Unfortunately McFadden isn’t merely a Trump appointee, it appears he’s also a rabid Trump acolyte, having given Trump’s campaign a generous donation in 2016. He has shown no interest in hearing the specifics of Chairman Neal’s brief, and has denied a motion to expedite the case. In other words, he doesn’t want to hear about it and is slow-walking its progress through the court.

The good news is Neal and his committee don’t need the U.S. District Court. They’ve got the whistleblower report in front of them together with their power of subpoena and a will to learn more along the road to impeaching Donald Trump.

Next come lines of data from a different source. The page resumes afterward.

PR #532, opened 2020-03-04
Assorted security fixes needed to open source the SDK

tmeyer2115:
- Removing templateUrl as an option from the SDK.
- Updating XSS vulnerabilities across multiple HBS templates.


src/core/constants.js
```diff
@@ -1,7 +1,7 @@
 /** @module */
 
 /** The current lib version, reported with errors and analytics */
-export const LIB_VERSION = 'v0.13';
+export const LIB_VERSION = 'v0.12';
```
alexisgrow, line 4: Is this change intended?

tmeyer2115: Yep, updating the LIB_VERSION should be the last commit of the release. Otherwise, we will be attempting to fetch the default set of compiled templates from a location that doesn't exist in the CDN: https://assets.sitescdn.net/answers/v0.13/answerstemplates.compiled.min.js

alexisgrow: Ahh, gotcha, that makes sense!

alexisgrow (approved):

PR #533, opened 2020-03-04
No results

alexisgrow:


tmeyer2115 (commented):
Is the failing test due to the rollup includes stuff? If so, I can just lg!

tmeyer2115 (approved):

src/ui/templates/icons/icon.hbs
```diff
@@ -2,6 +2,7 @@
   {{#if iconUrl}}
     <img src="{{iconUrl}}" alt="" class="Icon-image">
   {{else}}
+    {{iconName}}
```
tmeyer2115: Is this printing the string iconName before the actual icon?

src/ui/components/icons/iconcomponent.js
```diff
@@ -62,7 +62,6 @@ export default class IconComponent extends Component {
     return super.setState(Object.assign(data, {
       iconUrl: this.iconUrl,
       iconName: this.iconName,
-      name: this.iconName ? this.iconName : 'custom',
```
tmeyer2115: If we remove this, does the {{name}} reference in icon.hbs also need to be removed?

src/ui/templates/icons/icon.hbs
```diff
@@ -2,7 +2,6 @@
   {{#if iconUrl}}
     <img src="{{iconUrl}}" alt="" class="Icon-image">
   {{else}}
-    {{iconName}}
```
tmeyer2115: Whoops, was looking at the commits one by one, ignore my comment about this

src/ui/components/icons/iconcomponent.js
alexisgrow: Ahh, you're right, this one should not be removed!

PR #534, opened 2020-03-05
Navigation Component: Allow vertical config to be passed directly to …

alexisgrow:
…component


oshi97:
hi Alexis is there any extra context for this PR? Do we just want them to give them the choice to pass verticalPages either at the top or in the nav component?

alexisgrow (commented):
Yes exactly! The plan is that, ideally, a component should be able to get all the config it needs from its individual `addComponent`, but it will fall back to the current top-level config if it currently exists

oshi97 (approved):
LGTM!

PR #537, opened 2020-03-05
Pagination Component: Prefer search options from component config

alexisgrow:
Accept verticalKey and limit as options in the component's config,
if not present, fall back to existing search config.

TEST=manual,auto

Test using query with multiple pages of results, add pagination
component and correctly page through results. Ensure it prefers
components config by setting it as something different than search
config; test that it works without component config, test that it
works without search config.


alexisgrow (commented):
The main issue with this approach is that the component's limit isn't respected on page load. So, if someone sets a defaultInitialSearch or links to a page with a query in the URL, it doesn't respect that limit until a user clicks to the next page.

PR #539, opened 2020-03-05
UniversalResults: Use new StandardSection instead of VerticalResults

oshi97:
This component changes UniversalResultsComponent to use a new
StandardSectionComponent instead of VerticalResultsComponent
for rendering results. The includeMap option for UniversalResults
will remain until the MapSection is implemented. The hiddenFields
config option for UniversalResults will remain unused until
the AppliedFiltersComponent is implemented, at which point the
Section components will switch to using that instead of the
current solution for displaying filters in the section.

One strange note is that the way sections are specified
in universal results config is that all attribute names
that are not designated as other config are assumed to be
configuration for a section with veritcalKey equal to the
attribute name. This can result in having names clash with
built-in config options.

It was also discussed that if no config for a veritcal section
is specified, the default section should be provided. In this
way, the only mechanism for hiding a vertical is to change back-end
config. The reasoning for this would be that hiding on the front-end,
but still receiving that data from the backend, would make analytics
much more difficult to do.
TEST=manual
Create a test site with Universal Results, check that results
load onto the page and look like the mocks. Check that custom
inline template can be passed into each section. Check that both
accordion and standard cards can be specified, and that ctas render
as expected and fire correct analytics events (default if unspecified
or the specified eventOptions), with searcher: 'UNIVERSAL' not 'VERTICAL'.


oshi97:
Okay should be ready for review I believe I've double checked everything for obvious stupidity

oshi97:
I realized it was possible to implement the hidden fields option without the filtermetadata changes from the applied filters pr since universal search does not ever use any static filters

oshi97:
Waiting on Tom and Rose to discuss whether sections should be a first-class concept in the sdk

oshi97:
Moving to new pull request since specs have changed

Jeff Hauser, who is the director of the Revolving Door Project, an anti-corruption advocacy group, said the case to impeach Trump, like any criminal case, is strengthened when it can be shown that the defendant has committed similar prior bad acts. “The House Ways and Means Committee,” Hauser said, “must figure out a way to make the public aware of the serious cause to worry that the IRS might have been corrupted by Trump.”

Recall that Trump promised the American people that he would release his tax returns if elected, a lie he never intended to make good on. His excuse was that the IRS wouldn’t permit him to release his taxes because he’s “under audit.” That Trump was under audit was true, that he cannot release his taxes because of that audit is a lie, according to the IRS. Now it appears that Trump has actually been attempting to tamper with that audit, on top of everything else.

Trump, a man with no conscience, is clearly conscious of his guilt and that he is committing wrongdoings that need to be covered up. He has stage managed his coverups ineptly, as he does virtually everything else. In keeping with Bukowski’s clever ambulance metaphor, sometimes no one hears the ambulance because the siren is turned off. They don’t bother with it if the patient has died. Like the man in the ambulance, it’s looking more and more like Trump’s presidency is dead on arrival.